Showing posts with label Jolandi Jacobi. Show all posts
Showing posts with label Jolandi Jacobi. Show all posts

Saturday, February 24, 2018

Carl Jung: Such a dream has always to be understood under two aspects.



To Jolande Jacobi

Dear Frau Jacobi, 27 October 1936

Best thanks for your kind letter.

I have just got back from America, where I had a pretty gruelling time.

I am thinking of severely restricting my work this winter because I am working on a book that has long been due.

I have also suspended most of my lectures and therefore cannot, unfortunately, accept your kind invitation to lecture in Vienna.

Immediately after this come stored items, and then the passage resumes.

PR #1873, opened 2019-02-19
[#142504] Add “Ordered For” Filter on Billing Pages and remove Facilities Filter

rolfrussell:
# Release Notes

Add a filter for the Ordered For field on the following Billing pages. Also, hide the Facilities filter in the same contexts

# Screenshot

screen shot 2019-02-19 at 11 09 13 am

# Additional Context

As this is my first story I'll put details on how I did the story to make sure I covered everything ...

This is the story request:

> Add a filter for the Ordered For field on the following Billing pages. Also, hide the Facilities filter in the same contexts:# 
> 
> - All Transactions
> - Send Notifications
> - Orders In Review
> - Move Transactions
> - Disputed Orders
> - Create Journal
> - Create Statements
> 

It seems like the filters displayed depend on what is sent to `TransactionSearch::Searcher.new`
So first I went to find all the uses of `TransactionSearch:Searcher` to see what might be impacted by this change.
Here are the controller methods that use the default searchers (send nothing to `.new`)
 - `FacilitiesController.transactions`  (GET /facilities/:facility_id/transactions)
 - `FacilityNotificationsController.index`   (GET /facilities/notifications)
 - `FacilitiesController.disputed_orders` (GET /facilities/:facility_id/disputed_orders)
 - `FacilitiesController.movable_transactions` (GET /facilities/:facility_id/movable_transactions)
 - `FacilityJournalsController.new`  (GET /facilities/journals/new)
 - `FacilityNotificationsController.in_review`  (GET /facilities/notifications/in_review)
 - `FacilityStatementsController.new`  (GET /facilities/:facility_id/statements/new)

These seem to correspond rather cleanly to the list in the story.  
So I believe I can just change the default searchers in `TransactionSearch::Searcher` and the story is done.

In a lucky break there was already a `OrderedForSearcher`.  So I just used that.

To be complete here are the other places that `TransactionSearch:Searcher` is used.
For each of these a specific list of Searchers is passed to `TransactionSearch:Searcher.new` so changing the defaults should have no affect on these.
 - `FacilityAccountsReconciliationController.index`
 - `TransactionsController.index`
 - `TransactionsController.in_review`
 - `NewInprocessController.index`
 - `NewInprocessController.index`
 - `ProblemOrderDetailsController.show_problems`
 - `SecureRooms::FacilityOccupanciesController.index`

I checked a few of these to confirm no impact

I also searched nucore-nu or nucore-dartmouth for uses of `TransactionSearch::Searcher`, but didn't find anything different from nucore-open.  I didn't search in any other repos.

### DIFF
--- a/app/controllers/transactions_controller.rb
+++ b/app/controllers/transactions_controller.rb
@@ -36,7 +36,7 @@ class TransactionsController < ApplicationController
       },
     )
 
-    @search = TransactionSearch::Searcher.search(searchers, order_details, @search_form)
+    @search = TransactionSearch::Searcher.new(searchers).search(order_details, @search_form)
     @date_range_field = @search_form.date_params[:field]
     @order_details = @search.order_details
 
@@ -51,7 +51,7 @@ class TransactionsController < ApplicationController
     order_details = current_user.administered_order_details.in_review
 
     @search_form = TransactionSearch::SearchForm.new(params[:search])
-    @search = TransactionSearch::Searcher.search(searchers, order_details, @search_form)
+    @search = TransactionSearch::Searcher.new(searchers).search(order_details, @search_form)
     @date_range_field = @search_form.date_params[:field]
     @order_details = @search.order_details
 
--- a/app/controllers/transactions_controller.rb
+++ b/app/controllers/transactions_controller.rb
@@ -8,6 +8,18 @@ class TransactionsController < ApplicationController
 
   include OrderDetailsCsvExport
 
+  cattr_accessor(:searchers) do
+    [
+      TransactionSearch::FacilitySearcher,
+      TransactionSearch::AccountSearcher,
+      TransactionSearch::ProductSearcher,
+      TransactionSearch::DateRangeSearcher,
+      TransactionSearch::OrderStatusSearcher,
+      TransactionSearch::AccountOwnerSearcher,
+      TransactionSearch::OrderedForSearcher,
+    ]
+  end
+
   def initialize
     @active_tab = "accounts"
     super
@@ -24,13 +36,7 @@ class TransactionsController < ApplicationController
       },
     )
 
-    @search = TransactionSearch::Searcher.new(TransactionSearch::FacilitySearcher,
-                                              TransactionSearch::AccountSearcher,
-                                              TransactionSearch::ProductSearcher,
-                                              TransactionSearch::DateRangeSearcher,
-                                              TransactionSearch::OrderStatusSearcher,
-                                              TransactionSearch::AccountOwnerSearcher,
-                                              TransactionSearch::OrderedForSearcher).search(order_details, @search_form)
+    @search = TransactionSearch::Searcher.search(searchers, order_details, @search_form)
     @date_range_field = @search_form.date_params[:field]
     @order_details = @search.order_details
 
@@ -45,13 +51,7 @@ class TransactionsController < ApplicationController
     order_details = current_user.administered_order_details.in_review
 
     @search_form = TransactionSearch::SearchForm.new(params[:search])
-    @search = TransactionSearch::Searcher.new(TransactionSearch::FacilitySearcher,
-                                              TransactionSearch::AccountSearcher,
-                                              TransactionSearch::ProductSearcher,
-                                              TransactionSearch::DateRangeSearcher,
-                                              TransactionSearch::OrderStatusSearcher,
-                                              TransactionSearch::AccountOwnerSearcher,
-                                              TransactionSearch::OrderedForSearcher).search(order_details, @search_form)
+    @search = TransactionSearch::Searcher.search(searchers, order_details, @search_form)
     @date_range_field = @search_form.date_params[:field]
     @order_details = @search.order_details
 
--- a/app/controllers/transactions_controller.rb
+++ b/app/controllers/transactions_controller.rb
@@ -8,18 +8,6 @@ class TransactionsController < ApplicationController
 
   include OrderDetailsCsvExport
 
-  cattr_accessor(:searchers) do
-    [
-      TransactionSearch::FacilitySearcher,
-      TransactionSearch::AccountSearcher,
-      TransactionSearch::ProductSearcher,
-      TransactionSearch::DateRangeSearcher,
-      TransactionSearch::OrderStatusSearcher,
-      TransactionSearch::AccountOwnerSearcher,
-      TransactionSearch::OrderedForSearcher,
-    ]
-  end
-
   def initialize
     @active_tab = "accounts"
     super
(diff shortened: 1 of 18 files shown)


jhanggi:
The place this doesn't quite work is the cross-facility billing tab. I think we still want the facility filter there. It seemed just a bit too easy, didn't it :)

You can access it as `bba123@example.com` (if you're running from the seeds). That's a billing admin. http://localhost:3000/facilities/all/transactions

jhanggi:
I'm not sure what the right solution is. You could do something like this, but you would need to do that in every place (and expose `attr_reader :searchers`.

```
    @search = TransactionSearch::Searcher.new.tap do |searcher|
      searcher.searchers.unshift(TransactionSearch::FacilitySearcher) if current_facility.cross_facility?
    end.search(order_details, @search_form)
```

We could also do away with the idea of "default" searchers. Maintaining a consolidated list probably still makes sense, but maybe something that can take something about the context in. And it might be better to think about the list as the "billing" or "billing" tab searchers.

Sorry if that's rambling, I just don't have the right solution in my head. Maybe you and vlad can think of something better.

jhanggi:
One other thought: it might be nice to try to collapse the `optimized` method as part of this feature. It's a remnant of a previous refactor where we had two ways of doing the search (the old way had a bunch of metaprogramming in the controllers, but still used a similar pattern with the `Searcher`s) side by side as we converted the pages one by one. The old way should be all gone at this point.

See https://github.com/tablexi/nucore-open/blob/master/app/services/transaction_search/searcher.rb#L50

rolfrussell:
@jhanggi  I made the change to handle all facilities.  I'm not very excited about how it looks but no solutions seemed clean and concise.

rolfrussell:
> One other thought: it might be nice to try to collapse the `optimized` method as part of this feature. It's a remnant of a previous refactor where we had two ways of doing the search (the old way had a bunch of metaprogramming in the controllers, but still used a similar pattern with the `Searcher`s) side by side as we converted the pages one by one. The old way should be all gone at this point.
> 
> See https://github.com/tablexi/nucore-open/blob/master/app/services/transaction_search/searcher.rb#L50

@jhanggi I didn't have more than 2 minutes to look at the optimization stuff.  Normally I'd look more before asking but given our timezones I better ask - can you give me an overview of what it is doing?

app/services/transaction_search/searcher.rb
```diff
@@ -26,22 +26,20 @@ class Searcher
       ]
     end
 
-    # Shorthand method if you only want the default searchers
-    def self.search(order_details, params)
-      new.search(order_details, params)
+    # Searchers used on the billing page
+    def self.billing_searchers(include_facilities = false)
```
jhanggi: Your changes aren't bad, but I don't love the change in API. What if we did:

```
def self.billing_search(order_details, params, facility:)
  searchers = default_searchers.dup
  searchers.unshift(TransactionSearch::FacilitySearcher) if facility.cross_facility?
  new(searchers).search(order_details, params)
end
```
Or use a `include_facility:` keyword to keep that logic out of this.

app/services/transaction_search/searcher.rb
```diff
@@ -26,22 +26,20 @@ class Searcher
...
     end
 
-    # Expects an array of `TransactionSearch::BaseSearcher`s
-    def initialize(*searchers)
-      searchers = self.class.default_searchers if searchers.blank?
-
-      @searchers = Array(searchers)
+    # Shorthand method
+    def self.search(searchers, order_details, params)
+      new.search(searchers, order_details, params)
```
jhanggi: You could do this like this and not need to change the instance method API
```
new(searchers).search(order_details, params)`
```

spec/services/transaction_search/searcher_spec.rb
```diff
@@ -9,31 +9,31 @@
     let(:order) { create(:purchased_order, product: item) }
     let(:order_detail) { order.order_details.first }
     let(:account) { order.account }
-    let(:searcher) { described_class.new(TransactionSearch::AccountSearcher, TransactionSearch::DateRangeSearcher) }
+    let(:searchers) { [TransactionSearch::AccountSearcher, TransactionSearch::DateRangeSearcher] }
```
jhanggi: In general, I think I prefer the instance to be initialized with the list of searchers, then you can search on that.

jhanggi:
> Also how would I test something like `facility_occupancies_controller.rb`

Check out https://github.com/tablexi/nucore-open/blob/master/vendor/engines/secure_rooms/spec/features/facility_occupancies_search_spec.rb

app/services/transaction_search/searcher.rb
```diff
@@ -9,10 +9,10 @@ class Searcher
     # to SearchForm) that `register` handles.
     cattr_accessor(:default_searchers) do
       [
-        TransactionSearch::FacilitySearcher,
         TransactionSearch::AccountSearcher,
         TransactionSearch::ProductSearcher,
         TransactionSearch::AccountOwnerSearcher,
+        # TransactionSearch::OrderedForSearcher,
```
jhanggi: Is this intentionally left commented out?

app/services/transaction_search/searcher.rb
```diff
@@ -31,10 +31,16 @@ def self.search(order_details, params)
       new.search(order_details, params)
     end
 
+    # Shorthand method for searchers used on the billing page
+    def self.billing_search(order_details, params, include_facilities = false)
```
jhanggi: I might consider making `include_facilities` a keyword argument. After about 3 arguments, I like to start naming them, especially optional ones.

app/controllers/transactions_controller.rb
```diff
@@ -45,13 +51,7 @@ def in_review
...
 
     @search_form = TransactionSearch::SearchForm.new(params[:search])
-    @search = TransactionSearch::Searcher.new(TransactionSearch::FacilitySearcher,
-                                              TransactionSearch::AccountSearcher,
-                                              TransactionSearch::ProductSearcher,
-                                              TransactionSearch::DateRangeSearcher,
-                                              TransactionSearch::OrderStatusSearcher,
-                                              TransactionSearch::AccountOwnerSearcher,
-                                              TransactionSearch::OrderedForSearcher).search(order_details, @search_form)
+    @search = TransactionSearch::Searcher.new(searchers).search(order_details, @search_form)
```
jhanggi: This might need to be `TransactionSearch::Searcher.new(
*searchers)`, but maybe the initializer is smart enough to deal with either type of input.

app/services/transaction_search/searcher.rb
rolfrussell: 👍

spec/services/transaction_search/searcher_spec.rb
rolfrussell: 👍

app/services/transaction_search/searcher.rb
rolfrussell: yeah I had an error that I hadn't gotten to yet

app/services/transaction_search/searcher.rb
```diff
@@ -32,7 +32,7 @@ def self.search(order_details, params)
     end
 
     # Shorthand method for searchers used on the billing page
-    def self.billing_search(order_details, params, include_facilities = false)
+    def self.billing_search(order_details, params, include_facilities:)
```
jhanggi: I don't have a strong feeling either way, but this could be optional with a default of `false`.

I regret very much that I cannot duplicate or triplicate myself, which would make things decidedly easier.

With regard to your dream, I entirely agree that it is a "big" one.

It is obviously dreamt in a state of introversion.

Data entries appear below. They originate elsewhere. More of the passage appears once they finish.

PR #1879, opened 2019-02-26
Only execute multi_facility test if the c2po engine is enabled

vandrijevik:
# Release Notes

Only execute multi_facility test if the c2po engine is enabled

# Additional Context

In such a state the deeper layers of the unconscious become activated, and since the collective unconscious does not keep strictly within the limits of time and space as we conceive them, shifts in time and space may easily occur.

If in a dream there is an intense regression in time, for instance back to earlier centuries, this also indicates a progression covering the
same span of time.

Such a dream has always to be understood under two aspects.

On the one hand the historical root, on the other the freshness of the tree.

The tree is what grows in time.

The youth always signifies enterprise, hastening ahead, anticipation.

The tree expresses spiritual growth in time.

The planting of the tree means the beginning of a development whose fruits will appear in the new Platonic month.

The two historical vagabonds are the opposite of the youth, namely the historical, primitive element, the deposit of the past in the body.

The blood potion seals the union of opposites, the coniunctio oppositorum from which new growth will come.

The dream is in my opinion a look behind the scenes into the age-old processes of the human mind, which might explain your
special feeling of happiness.

With best regards,

Yours sincerely,

C.G. Jung ~Carl Jung, Letters Vol I, Pages 221-222

Friday, June 30, 2017

Carl Jung: The stuff men talk on such occasions, sniffing around each other like dogs, is what the English call "eyewash."



Dear Frau Jacobi, 21 April 1933

Many thanks for your detailed letter.

From what you say of him, Dr. N. seems to be the right man.

If he can win over Frau S., in whose sound judgment I have the fullest confidence, he must be quite something.

An ordinary idiot of a neurologist couldn't do that.

X. is an extraordinarily difficult case, unfortunately far advanced in neurotic degeneration.

The danger is that the treatment will get lost in trivialities.

With X. one must always keep the whole in mind.

He should be cured from "above," for ultimately it is a question of the great conflict for a Weltanschauung, which in his case has collided with an antiquated infantile attitude embodied by his wife.

Hence on the one hand this great question must be considered, and on the other his infantilism and the junk shop of trivialities.

No small task!

I would be glad to know of an intelligent neurologist in Vienna. I have often been asked.

My wife has told me of all the garbage that has piled up round the magazine project.

Oh this animal I hope I won't need to do any more explanatory work.

For instance the essence of the "famous" meeting in Munich was my private talk with Heyer, where only the two of us were together.

I had to see what sort of programme he would commit himself to.

Even then I had my private doubts, but had still to wait for the official document, the prospectus, where it was bound

to come out how those gentlemen were planning the project.

I then saw that everything would devolve upon me and that I would be boundlessly overburdened.

An absolutely unworkable proposition!

The stuff men talk on such occasions, sniffing around each other like dogs, is what the English call "eyewash."

Everything null and void, valueless, until there's a signed contract. That alone counts.

Everything else a capricious, deceptive anima intrigue that simply drives women crazy, because they always want to know why and how.

The main thing is to know how things are not done.

Please give X. my best greetings and tell him-because his love is all too easily injured-he should meditate on Paul's words in the Epistle to the Corinthians: "Love endureth all things."